Story posted October 25, 2012
Wallace Scot McFarlane '09 has published his Bowdoin honors thesis about the pollution and cleanup of Androscoggin River in a journal considered to the best in the field of environmental history and among the top journals in history.
The current edition of Environmental History features McFarlane's article, 'Defining a Nuisance: Pollution, Science, and Environmental Politics on Maine's Androscoggin River,' along with two other articles.
The river, which wends its way through western Maine until it joins the Kennebec River at Merrymeeting Bay, was notorious in the first half of the 20th century for its noxious rotten-egg odor and 20-foot drifts of yellow-brown foam. Pollution from pulp and paper mills had turned the Androscoggin into one of the most polluted rivers of its size in the United States.
Taking advantage of historical documents made public only in 2007, McFarlane's article looks closely at the evolution of the public response to the Androscoggin River's pollution from the 1940s to the 1970s. He shows that environmental action to remedy the river's foulness started earlier and was more complicated than commonly thought.

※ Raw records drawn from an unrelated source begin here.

PR #480, opened 2019-07-12
Add Velero Backup When ClusterDeployment Changes

twiest:
- [x] Add watch for changes to clusterdeployment objects
- [x] Add reconcile that checks all clusterdeployment objects in a given
      namespace
- [x] Create Velero backup object on ClusterDeployment change so that a
      backup is taken immediately.
- [x] Add unit tests around core functionality
- [x] Test that backup object is created correctly.

### DIFF
--- a/cmd/manager/main.go
+++ b/cmd/manager/main.go
@@ -24,6 +24,8 @@ import (
 	openshiftapiv1 "github.com/openshift/api/config/v1"
 	_ "github.com/openshift/generic-admission-server/pkg/cmd"
 	awsprovider "sigs.k8s.io/cluster-api-provider-aws/pkg/apis/awsproviderconfig/v1beta1"
+
+	velerov1 "github.com/heptio/velero/pkg/apis/velero/v1"
 )
 
 const (
@@ -87,6 +89,10 @@ func newRootCommand() *cobra.Command {
 			}
 
 			if err := crv1alpha1.AddToScheme(mgr.GetScheme()); err != nil {
+				log.Fatal(err)
+			}
+
+			if err := velerov1.AddToScheme(mgr.GetScheme()); err != nil {
 				log.Fatal(err)
 			}
 
--- a/config/rbac/manager_role.yaml
+++ b/config/rbac/manager_role.yaml
@@ -226,3 +226,17 @@ rules:
   - patch
   - list
   - watch
+- apiGroups:
+  - hive.openshift.io
+  resources:
+  - clusterdeployments
+  verbs:
+  - get
+  - list
+  - watch
+- apiGroups:
+  - velero.io
+  resources:
+  - backups
+  verbs:
+  - create
--- a/pkg/controller/add_velerobackup.go
+++ b/pkg/controller/add_velerobackup.go
@@ -1,0 +1,7 @@
+package controller
+
+func init() {
+	// AddToManagerFuncs is a list of functions to create controllers and add them to a manager.
+	// TODO: Uncomment this line once card CO-488 is completed (adding HiveConfig option for this).
+	//AddToManagerFuncs = append(AddToManagerFuncs, velerobackup.Add)
+}
--- a/pkg/controller/syncset/syncset_controller.go
+++ b/pkg/controller/syncset/syncset_controller.go
@@ -2,8 +2,6 @@ package syncset
 
 import (
 	"context"
-	"crypto/md5"
-	"encoding/json"
 	"fmt"
 
 	log "github.com/sirupsen/logrus"
@@ -44,7 +42,7 @@ func NewReconciler(mgr manager.Manager) reconcile.Reconciler {
 		Client:      controllerutils.NewClientWithMetricsOrDie(mgr, controllerName),
 		scheme:      mgr.GetScheme(),
 		logger:      log.WithField("controller", controllerName),
-		computeHash: getHash,
+		computeHash: controllerutils.GetChecksumOfObject,
 	}
 	return r
 }
@@ -464,12 +462,4 @@ func syncSetInstanceNameForSyncSet(cd *hivev1.ClusterDeployment, syncSet *hivev1
 func syncSetInstanceNameForSelectorSyncSet(cd *hivev1.ClusterDeployment, selectorSyncSet *hivev1.SelectorSyncSet) string {
 	syncSetPart := helpers.GetName(selectorSyncSet.Name, "selector-syncset", validation.DNS1123SubdomainMaxLength-validation.DNS1123LabelMaxLength)
 	return fmt.Sprintf("%s-%s", cd.Name, syncSetPart)
-}
-
-func getHash(data interface{}) (string, error) {
-	b, err := json.Marshal(data)
-	if err != nil {
-		return "", err
-	}
-	return fmt.Sprintf("%x", md5.Sum(b)), nil
 }
--- a/pkg/controller/test/clusterdeployment/clusterdeployment.go
+++ b/pkg/controller/test/clusterdeployment/clusterdeployment.go
@@ -1,0 +1,94 @@
+package clusterdeployment
+
+import (
+	hivev1 "github.com/openshift/hive/pkg/apis/hive/v1alpha1"
+	controllerutils "github.com/openshift/hive/pkg/controller/utils"
+)
+
+// Option defines a function signature for any function that wants to be passed into BuildClusterDeployment
+type Option func(*hivev1.ClusterDeployment)
+
+// Checksum defines a function signature for checksumming objects.
+type Checksum func(*hivev1.ClusterDeployment) (string, error)
+
+// BuildClusterDeployment runs each of the functions passed in to generate a cluster deployment.
+func BuildClusterDeployment(opts ...Option) *hivev1.ClusterDeployment {
+	retval := &hivev1.ClusterDeployment{}
+	for _, o := range opts {
+		o(retval)
+	}
+
+	return retval
+}
+
+// WithName sets the ClusterDeployment.Name field when building a clusterdeployment with BuildClusterDeployment.
+func WithName(name string) Option {
+	return func(clusterDeployment *hivev1.ClusterDeployment) {
+		clusterDeployment.Name = name
+	}
+}
+
+// WithNamePostfix appends the string passed in to the ClusterDeployment.Name field when building a clusterdeployment with BuildClusterDeployment.
+func WithNamePostfix(postfix string) Option {
+	return func(clusterDeployment *hivev1.ClusterDeployment) {
+		clusterDeployment.Name = clusterDeployment.Name + "-" + postfix
+	}
+}
+
+// WithNamespace sets the ClusterDeployment.Namespace field when building a clusterdeployment with BuildClusterDeployment.
+func WithNamespace(namespace string) Option {
+	return func(clusterDeployment *hivev1.ClusterDeployment) {
+		clusterDeployment.Namespace = namespace
+	}
+}
+
+// WithAnnotationsSet ensures that ClusterDeployment.Annotations is not nil.
+func WithAnnotationsSet() Option {
+	return func(clusterDeployment *hivev1.ClusterDeployment) {
+		// Only set if Nil (don't wipe out existing)
+		if clusterDeployment.Annotations == nil {
+			clusterDeployment.Annotations = map[string]string{}
+		}
+	}
+}
+
+// WithEmptyAnnotations ensures that annotations is set and that map is empty.
+func WithEmptyAnnotations() Option {
+	return func(clusterDeployment *hivev1.ClusterDeployment) {
+		// Wipe out existing so that it's actually empty.
+		clusterDeployment.Annotations = map[string]string{}
+	}
+}
+
+// WithEmptyBackupChecksum ensures that the checksum annotation is empty.
+func WithEmptyBackupChecksum() Option {
+	return func(clusterDeployment *hivev1.ClusterDeployment) {
+		// Case where annotations don't exist, so checksum doesn't exist.
+		if clusterDeployment.ObjectMeta.Annotations == nil {
+			return
+		}
+
+		// Case where Annotations exist, -and- checksum annotation exists.
+		delete(clusterDeployment.Annotations, controllerutils.LastBackupAnnotation)
+
+		// If that was the only entry, then we should nil out annotations (this makes comparisons with FakeClient work).
+		if len(clusterDeployment.Annotations) == 0 {
+			clusterDeployment.Annotations = nil
+		}
+	}
+}
+
+// WithBackupChecksum sets the object's checksum attribute to the correct value.
+func WithBackupChecksum(checksum Checksum) Option {
+	return func(clusterDeployment *hivev1.ClusterDeployment) {
+		// In order for the checksum to be correct, the checksum needs to be calculated AFTER all other changes have been made
+		checksum, err := checksum(clusterDeployment)
+		if err != nil {
+			// On error, panic as this should never happen.
+			panic(err)
+		}
+
+		WithAnnotationsSet()(clusterDeployment)
+		clusterDeployment.Annotations[controllerutils.LastBackupAnnotation] = checksum
+	}
+}
--- a/pkg/controller/utils/constants.go
+++ b/pkg/controller/utils/constants.go
@@ -1,0 +1,6 @@
+package utils
+
+const (
+	// LastBackupAnnotation is the Kubernetes Annotation key that holds the object checksum from the last backup.
+	LastBackupAnnotation = "hive.openshift.io/last-backup-checksum"
+)
--- a/pkg/controller/utils/utils.go
+++ b/pkg/controller/utils/utils.go
@@ -1,7 +1,9 @@
 package utils
 
 import (
+	"crypto/md5"
 	"encoding/json"
+	"fmt"
 
 	corev1 "k8s.io/api/core/v1"
 	metav1 "k8s.io/apimachinery/pkg/apis/meta/v1"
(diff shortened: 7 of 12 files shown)


pkg/controller/backup/clusterdeployment_test.go
```diff
@@ -0,0 +1,415 @@
...
+			expectedError: nil,
+		},
+		{
+			name:                 "Checksum error case",
+			getHashOfObjectsFunc: getHashOfObjectsFuncReturnsError,
+			clusterDeployments: []*hivev1.ClusterDeployment{
+				changedClusterDeployment().ClusterDeployment,
+			},
+			existingObjects: []runtime.Object{},
+			//expectedError:              utilerrors.NewAggregate([]error{utilerrors.NewAggregate([]error{errDefault})}),
```
joelddiaz: old dev code?

pkg/controller/utils/clusterdeploymentbuilder.go
```diff
@@ -0,0 +1,111 @@
...
+}
+
+// WithNamespace sets the namespace of the cluster deployment
+func (n *ClusterDeploymentBuilder) WithNamespace(namespace string) *ClusterDeploymentBuilder {
+	n.ClusterDeployment.Namespace = namespace
+	return n
+}
+
+// WithBackupChecksum sets the backup checksum for the clusterdeployment using the preveiously set checksum function.
+func (n *ClusterDeploymentBuilder) WithBackupChecksum() *ClusterDeploymentBuilder {
```
joelddiaz: is there ever a case where you would normally do additional modifications to the object after calling WithBackupChecksum() (besides test cases)?

pkg/controller/backup/backup_controller.go
```diff
@@ -0,0 +1,119 @@
...
+
+	// For logging, we need to see when the reconciliation loop starts and ends.
+	contextLogger.Info("reconciling backups and Hive object changes")
+	defer func() {
+		dur := time.Since(start)
+		hivemetrics.MetricControllerReconcileTime.WithLabelValues(controllerName).Observe(dur.Seconds())
+		contextLogger.WithField("elapsed", dur).Info("reconcile complete")
+	}()
+
+	clusterDeploymentBackup := newClusterDeploymentBackup(r)
```
LalatenduMohanty: @twiest Is there any specific reason function `newClusterDeploymentBackup` is not part of `ReconcileBackup` struct i.e. `r. newClusterDeploymentBackup()`

pkg/controller/utils/clusterdeploymentbuilder.go
twiest: Changes can definitely be made, but the checksum will then be incorrect.

This means that the object will be considered "changed since last backup".

Did that answer your question?  Are you asking for a change here?

pkg/controller/utils/velero.go
```diff
@@ -0,0 +1,42 @@
...
+		"pods",
+		"jobs.batch",
+	}
+)
+
+// CreateVeleroBackupObjectForNamespace creates a Velero Backup object for the namespace specified.
+// The Backup options are set specifically for Hive object backups.
+// DO NOT use this function call for any other type objects as it may not back them up correctly.
+func CreateVeleroBackupObjectForNamespace(client client.Client, namespace string) error {
+	backupName := fmt.Sprintf("backup-%v-%v", namespace, uuid.NewUUID())
```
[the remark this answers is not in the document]
twiest: We can definitely do a datestamp instead of a UUID. Worst case scenario would be when we go create the velero backup object we'd get an error. We can then return a reconcile result with a delay / requeue.

Is that what we should do?

pkg/controller/utils/clusterdeploymentbuilder.go
```diff
@@ -0,0 +1,111 @@
...
+)
+
+type clusterDeploymentChecksumFunc func(clusterDeployment *hivev1.ClusterDeployment) (string, error)
+
+// ClusterDeploymentBuilder is a utility to build ClusterDeployments given specific requirements.
+// It's especialy useful in cases where simply defining a ClusterDeployment struct isn't sufficient
+// (e.g. when declaring a variable that needs to checksum attribute set.)
+type ClusterDeploymentBuilder struct {
+	ClusterDeployment *hivev1.ClusterDeployment
+	ChecksumFunc      clusterDeploymentChecksumFunc
```
staebler: Why not make this a parameter to `WithBackupChecksum` rather than including it in the builder type?

pkg/controller/utils/clusterdeploymentbuilder.go
```diff
@@ -0,0 +1,111 @@
...
+	// * these two lines MUST be next to eachother
+	// * the checksum needs to be calculated AFTER all other changes have been made
+	checksum, err := n.ChecksumFunc(n.ClusterDeployment)
+
+	if err != nil {
+		n.Errors = append(n.Errors, err)
+		return n
+	}
+
+	n.WithAnnotationsSet().ClusterDeployment.ObjectMeta.Annotations[LastBackupAnnotation] = checksum
```
staebler: `ObjectMeta` can be omitted.

pkg/controller/utils/clusterdeploymentbuilder.go
```diff
@@ -0,0 +1,111 @@
...
+// WithEmptyBackupChecksum ensures that the cluster deployment's backup checksum is not set.
+// It attempts to emulate kube annotation behavior.
+func (n *ClusterDeploymentBuilder) WithEmptyBackupChecksum() *ClusterDeploymentBuilder {
+	// Case where annotations don't exist, so checksum doesn't exist.
+	if n.ClusterDeployment.ObjectMeta.Annotations == nil {
+		return n
+	}
+
+	// Case where Annotations exist, but checksum annotation doesn't exist.
+	if _, ok := n.ClusterDeployment.ObjectMeta.Annotations[LastBackupAnnotation]; !ok {
```
staebler: This check is not needed. The subsequent delete will be a no-op if the annotation is not in the map.

pkg/controller/backup/clusterdeployment.go
```diff
@@ -0,0 +1,169 @@
...
+
+	return r.checksumFunc(metaCopy, clusterDeployment.Spec)
+}
+
+func (r *ClusterDeploymentBackup) updateLastBackupChecksum(clusterDeployments []*hivev1.ClusterDeployment) error {
+	errors := []error{}
+
+	for _, clusterDeployment := range clusterDeployments {
+		clusterDeployment, err := controllerutils.
+			NewClusterDeploymentBuilderWithClusterDeployment(r.checksum, clusterDeployment).
```
staebler: I am still not 100% sold on this approach here. The language makes it sounds like a new clusterdeployment is being built rather than the existing clusterdeployment being modified. And it is bit wordy compared to something like the following--which also has the benefit of being pretty clear about what it is doing.

```
controllerutils.SetBackupChecksum(clusterDeployment, r.checksum)
```

pkg/controller/utils/clusterdeploymentbuilder.go
staebler: One thing you could do here to ensure that `WithBackupChecksum` is the last thing called in the chain is to have it return a different object.

```
func (n *ClusterDeploymentBuilder) WithBackupChecksum() *ClusterDeploymentChecksummedBuilder {
   ...
}

type ClusterDeploymentChecksummedBuilder struct {
  builder *ClusterDeployemntBuilder
}

func (n *ClusterDeploymentChecksummedBuilder) GenerateClusterDeployment (...) {
  return n.builder.GenerateClusterDeployment()
}
```

joelddiaz: no change requested. just making sure i understand what's going on.

pkg/controller/utils/velero.go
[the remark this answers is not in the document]
joelddiaz: don't know if the retry code is worth it just to be able to have timestamped names. maybe just going with the UUID is enough, and some queries with piping to jq can sort out each backup objects creation date fields.

@staebler WDYT?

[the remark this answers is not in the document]
staebler: I like timestamp better. I think it makes it easier for an end user to deal with if they are sortable by name.

I also think it is worthwhile to place limiting on how rapidly backups are created. I don't know if it is helpful to create backups so rapidly that two backups may have the same timestamp. For what it's worth, having a backup resource would help with that.

pkg/controller/backup/clusterdeployment.go
```diff
@@ -0,0 +1,169 @@
...
+	cd, ok := a.Object.(*hivev1.ClusterDeployment)
+	if !ok {
+		// Wasn't a ClusterDeployment, bail out. This should not happen.
+		r.reconciler.logger.Errorf("Error converting MapObject.Object to ClusterDeployment. Value: %+v", a.Object)
+		return []reconcile.Request{}
+	}
+
+	contextLogger := addClusterDeploymentLoggerFields(r.reconciler.logger, cd)
+
+	hasChanged, err := r.hasClusterDeploymentChanged(cd)
```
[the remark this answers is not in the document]
twiest: You are correct. This was intended specifically to not do a reconcile unless the watched object has actually changed.

It is unlikely to have multiple cluster deployments in the same namespace. 

Note, however, that the intention is that we'll eventually reconcile all changes for all hive objects in the given namespace.

I'm happy to remove this as it's a pre-optimization and we can always add it back in if we determine that the reconcile is too heavy.

pkg/controller/utils/clusterdeploymentbuilder.go
twiest: It was mostly so that the 90% correct objects could specify it once and then all of the subsequent calls wouldn't need it specified.

I'm fine changing it if you feel strongly it should be the other way around.

pkg/controller/backup/clusterdeployment.go
```diff
@@ -0,0 +1,169 @@
...
+	contextLogger := addClusterDeploymentLoggerFields(r.reconciler.logger, clusterDeployment)
+
+	newChecksum, err := r.checksum(clusterDeployment)
+	if err != nil {
+		contextLogger.WithError(err).Info("error calculating checksum of cluster deployment")
+		return false, err
+	}
+
+	// Make sure newChecksum is different than the old checksum.
+	oldChecksum := clusterDeployment.Annotations[controllerutils.LastBackupAnnotation]
```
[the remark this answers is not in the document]
twiest: That's an interesting idea. We went through several designs, but I don't believe we considered anything like that.

I'm fine changing the design, but I'd prefer to run it by @dgoodwin and @csrwng first.

I'd also like to have some time to think it through to see if I can poke holes in the new design.

If we decide to go that route, would you mind if I implement that as a separate PR or would you prefer to block this PR until that decision is made?

pkg/controller/backup/clusterdeployment.go
```diff
@@ -0,0 +1,169 @@
...
+	for _, clusterDeployment := range clusterDeployments {
+		clusterDeployment, err := controllerutils.
+			NewClusterDeploymentBuilderWithClusterDeployment(r.checksum, clusterDeployment).
+			WithBackupChecksum().
+			GenerateClusterDeployment()
+
+		if err != nil {
+			aggregate, ok := err.(utilerrors.Aggregate)
+			if ok {
+				// Unpack the aggregate error so that we don't return an aggregate of an aggregate.
```
staebler: You can add the aggregate here and then `Flatten` before returning from the function.

pkg/controller/add_backup.go
```diff
@@ -0,0 +1,7 @@
+package controller
+
+func init() {
+	// AddToManagerFuncs is a list of functions to create controllers and add them to a manager.
+	// TODO: Uncomment this line once card CO-488 is completed (adding HiveConfig option for this).
```
LalatenduMohanty: Are you planning to complete `CO-488` in this PR or in a subsequent PR?

pkg/controller/backup/backup_controller.go
```diff
@@ -0,0 +1,119 @@
...
+
+	// Get all ClusterDeployments that have a different hash than the last backup hash.
+	changedCDs, err := clusterDeploymentBackup.getChangedInNamespace(request.Namespace)
```
LalatenduMohanty: I find the function name `getChangedInNamespace` difficult with respect to what it is doing. Suggestion `getModifiedClusterDeployments`

pkg/controller/backup/backup_controller.go
```diff
@@ -0,0 +1,119 @@
...
+	logger log.FieldLogger
+}
+
+// Reconcile ensures that all Hive object changes have corresponding Velero backup objects.
+// ClusterDeployment.Spec.Config.Machines
+// +kubebuilder:rbac:groups=hive.openshift.io,resources=clusterdeployments,verbs=get;list;watch
+// +kubebuilder:rbac:groups=velero.io,resources=backups,verbs=create
+func (r *ReconcileBackup) Reconcile(request reconcile.Request) (reconcile.Result, error) {
+	start := time.Now()
+	contextLogger := addReconcileRequestLoggerFields(r.logger, request)
```
LalatenduMohanty: IMO we can just call the `contextLogger` as `logger` as it will be more easy for the eyes to read. If someone is interested to know how logger is working they can find how it is implemented.

pkg/controller/utils/velero.go
```diff
@@ -0,0 +1,42 @@
...
+		// pods to BE BACKED UP (not excluded)!!!
+		"pods",
+		"jobs.batch",
+	}
+)
+
+// CreateVeleroBackupObjectForNamespace creates a Velero Backup object for the namespace specified.
+// The Backup options are set specifically for Hive object backups.
+// DO NOT use this function call for any other type objects as it may not back them up correctly.
+func CreateVeleroBackupObjectForNamespace(client client.Client, namespace string) error {
```
LalatenduMohanty: IMO this function should not be in ` pkg/controller/utils/`. This is perfect for keeping in `pkg/controller/backup`. Let me know if I am missing anything.

pkg/controller/utils/velero.go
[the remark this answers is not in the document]
LalatenduMohanty: +1 for timestamp in the name.

pkg/controller/backup/backup_controller.go
```diff
@@ -0,0 +1,119 @@
...
+		return reconcile.Result{}, err
+	}
+
+	if len(changedCDs) == 0 {
+		// Nothing changed, so nothing to back up (i.e. don't create a Velero backup object).
+		return reconcile.Result{}, nil
+	}
+
+	// There are changes that need to be backed up.
+	err = controllerutils.CreateVeleroBackupObjectForNamespace(r.Client, request.Namespace)
```
LalatenduMohanty: Just `CreateVeleroBackupObject` as function name sounds better. As the code passes the namespace as argument it is easy to understand it is per namespace.

pkg/controller/backup/clusterdeployment.go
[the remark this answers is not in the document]
staebler: In light of the expectation that we the controller will be monitoring multiple types of objects, I am fine with leaving it as is.

pkg/controller/backup/clusterdeployment.go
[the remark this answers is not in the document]
staebler: We can tackle that idea as a separate PR. It should be easy to switch over from using annotations to using a separate resource if we decide to go that route.

pkg/controller/utils/clusterdeploymentbuilder.go
staebler: I'll reserve judgement on this until I see how it plays out with the switch to functional options.

pkg/controller/backup/backup_controller.go
staebler: Is the intention here that this function will eventually return all of the hive objects in the namespace that have been modified? I do agree that `getChangedInNamespace` is a bit jolting. I too prefer something like `getModifiedClusterDeployments`--with an eventual name of `getModifiedHiveObjects`.

pkg/controller/backup/backup_controller.go
staebler: +1

pkg/controller/backup/backup_controller.go
twiest: So the name fully is "clusterDeploymentBackup.getChangedInNamespace". I didn't want to repeat ClusterDeployment in the function name because it was in the struct name.

That being said, clusterDeploymentBackup as an object type is likely going away, which would necessitate renaming the function to be more specific.

The intention is for there to be a function that gets all modified hive objects in a namespace. But that function will likely call the ClusterDeployment specific call, so this function will still exist in some form or another.

pkg/controller/utils/velero.go
staebler: I agree that `pkg/controller/utils` is not a good place for this. I suggest either keep it in `pkg/controller/backup` or, if it is something not tied to controller behavior, then put it in `pkg/backup`. As it is, this file and its own function are small enough to make it hard to justify its own distinct package.

pkg/controller/backup/backup_controller.go
staebler: +1

pkg/controller/add_backup.go
twiest: Subsequent PR.

pkg/controller/backup/backup_controller.go
twiest: I believe I got the pattern of calling the newer logger `contextLogger` from @dgoodwin. 

I believe the idea is to distinguish it from the standard logger.

I'm fine changing this, but want @dgoodwin to weigh in first.

dgoodwin: I'm big on contextual loggers but can't recall using it as a var name, though it's entirely possible. Typically we try to come up with a short name that also reflects what the context the logger is carrying, ex cdLog, or in this case perhaps nsLog. "logger" would be fine as well but slight pref to indicating what's in there.

twiest:
@dgoodwin @LalatenduMohanty I rebased and I believe I've addressed all of the feedback. 

Please review.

Matthew Klingle, an associate professor in Bowdoin's history department and environmental studies program, and McFarlane's thesis advisor, says the article fills out the river's narrative in a few ways. 'One thing it does is complicate the perceived wisdom that no one did anything about the Androscoggin River before the advent of the environmental movement in the 1960s,' he says. 'What Scot's article adds is there were legislative and judicial responses, and that the responses were far more informed by science that previously thought.'
Klingle adds, however, that this science was flawed in some ways. The article, he says, 'reminds us that science, for all its virtues and power, is an incomplete and not always effective tool for organizing political action around environmental issues. Science itself is always created in a political environment; it always has historical context. Scot talks about the science in the very real world of water pollution.'
McFarlane's research was abetted by his access to a trove of papers from the Androscoggin River's longtime river master, Walter Lawrance. The collection is archived at the Edmund S. Muskie Archives and Special Collections Library at Bates College. In 1947, Lawrance, a chemistry professor at Bates, was appointed by the Maine Supreme Court to control pollution and offensive odors on the river, and he served in this position until 1978. McFarlane writes that Lawrance's three decades of detailed annual reports 'make it possible to trace changes not only in the river but also in the public's and Lawrance's own evolving ideas about pollution.'
McFarlane says he believes the paper's strength 'lies in my description of the Androscoggin River, something which left no archive or paper trail of its own, and that the reader understands what a stinking, bubbling mess the river had become, such that people threw up crossing the bridge and could not think straight. I argue that despite explanations otherwise that the conditions on the Androscoggin helped to shape both the environmental movement and Lawrance's "scientific" decisions. I hope that understanding the Androscoggin's role in shaping politics (including the Clean Water Act), science and communities will enrich the field of environmental history.'
To read more about McFarlane's project in his own words, read a Q&A with him.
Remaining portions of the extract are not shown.